* [PROBLEM]: Once you have read the data below, write it all out exactly.

━━ EXTRACTED MATERIAL ━━

PR #10524, opened 2024-10-25
feat(esptool): Update esptool to v4.8.1

lucasssvaz:
## Description of Change

Use version 4.8.1 of esptool


Jason2866:
Why not esptool.py v4.8.1

lucasssvaz:
> Why not esptool.py v4.8.1

I updated it to 4.8.0 a while back but forgot to change this entry. The next esptool version will contain fixes need for arduino as well, so we will update again soon.

me-no-dev:
@Jason2866 4.8.1 contains the fix for usb reboot?

Jason2866:
@me-no-dev v4.8.1 does not contain the fix for USB reboot.
There is yet no release done with the commit containing the fix.
But using v4.8.1 is better anyways. It includes SHA update when the image header is changed

PR #10530, opened 2024-10-27
feat(ESP32): Add "-DARDUINO_ESP32_MCU_{build.mcu}" macro to platform.txt file

kiwi64ajs:
## Description of Change
Adding this macro definition allows MCU-specific preprocessor conditional expressions, enabling libraries to handle MCU-specific differences between the ESP32 MCUs and IDF data structures.

The specific issue I could not find a workaround for was handling the difference in UART State Structures which this macro allowed me to write code like the sample below, where the UART State register is located in different location/structure on some ESP32 MCUs.

```
			uart_dev_t *hw = UART_LL_GET_HW(_uart_nr);		 	

 		#if defined(ARDUINO_ESP32_MCU_esp32c3) || defined(ARDUINO_ESP32_MCU_esp32s3)    
		  	return hw->fsm_status.st_urx_out != 0;
			
 		#elif defined(ARDUINO_ESP32_MCU_esp32)  
 			return hw->status.st_urx_out != 0;

 		#endif
```

### DIFF
--- a/platform.txt
+++ b/platform.txt
@@ -148,13 +148,13 @@ recipe.hooks.prebuild.8.pattern=/usr/bin/env bash -c "cp -f "{compiler.sdk.path}
 recipe.hooks.prebuild.8.pattern.windows=cmd /c COPY /y "{compiler.sdk.path}\sdkconfig" "{build.path}\sdkconfig"
 
 ## Compile c files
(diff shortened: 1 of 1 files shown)


lucasssvaz:
There is no need to create new macros, you can use the ones already provided by ESP-IDF. Here are some examples:

https://github.com/espressif/arduino-esp32/blob/master/cores/esp32/esp32-hal-uart.c#L1023C5-L1023C28
https://github.com/espressif/arduino-esp32/blob/master/libraries/RainMaker/examples/RMakerSwitch/RMakerSwitch.ino#L12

━━━

* [PROBLEM SOLUTION]:
PR #10524, opened 2024-10-25
feat(esptool): Update esptool to v4.8.1

lucasssvaz:
## Description of Change

Use version 4.8.1 of esptool


Jason2866:
Why not esptool.py v4.8.1

lucasssvaz:
> Why not esptool.py v4.8.1

I updated it to 4.8.0 a while back but forgot to change this entry. The next esptool version will contain fixes need for arduino as well, so we will update again soon.

me-no-dev:
@Jason2866 4.8.1 contains the fix for usb reboot?

Jason2866:
@me-no-dev v4.8.1 does not contain the fix for USB reboot.
There is yet no release done with the commit containing the fix.
But using v4.8.1 is better anyways. It includes SHA update when the image header is changed

PR #10530, opened 2024-10-27
feat(ESP32): Add "-DARDUINO_ESP32_MCU_{build.mcu}" macro to platform.txt file

kiwi64ajs:
## Description of Change
Adding this macro definition allows MCU-specific preprocessor conditional expressions, enabling libraries to handle MCU-specific differences between the ESP32 MCUs and IDF data structures.

The specific issue I could not find a workaround for was handling the difference in UART State Structures which this macro allowed me to write code like the sample below, where the UART State register is located in different location/structure on some ESP32 MCUs.

```
			uart_dev_t *hw = UART_LL_GET_HW(_uart_nr);		 	

 		#if defined(ARDUINO_ESP32_MCU_esp32c3) || defined(ARDUINO_ESP32_MCU_esp32s3)    
		  	return hw->fsm_status.st_urx_out != 0;
			
 		#elif defined(ARDUINO_ESP32_MCU_esp32)  
 			return hw->status.st_urx_out != 0;

 		#endif
```

### DIFF
--- a/platform.txt
+++ b/platform.txt
@@ -148,13 +148,13 @@ recipe.hooks.prebuild.8.pattern=/usr/bin/env bash -c "cp -f "{compiler.sdk.path}
 recipe.hooks.prebuild.8.pattern.windows=cmd /c COPY /y "{compiler.sdk.path}\sdkconfig" "{build.path}\sdkconfig"
 
 ## Compile c files
(diff shortened: 1 of 1 files shown)


lucasssvaz:
There is no need to create new macros, you can use the ones already provided by ESP-IDF. Here are some examples:

https://github.com/espressif/arduino-esp32/blob/master/cores/esp32/esp32-hal-uart.c#L1023C5-L1023C28
https://github.com/espressif/arduino-esp32/blob/master/libraries/RainMaker/examples/RMakerSwitch/RMakerSwitch.ino#L12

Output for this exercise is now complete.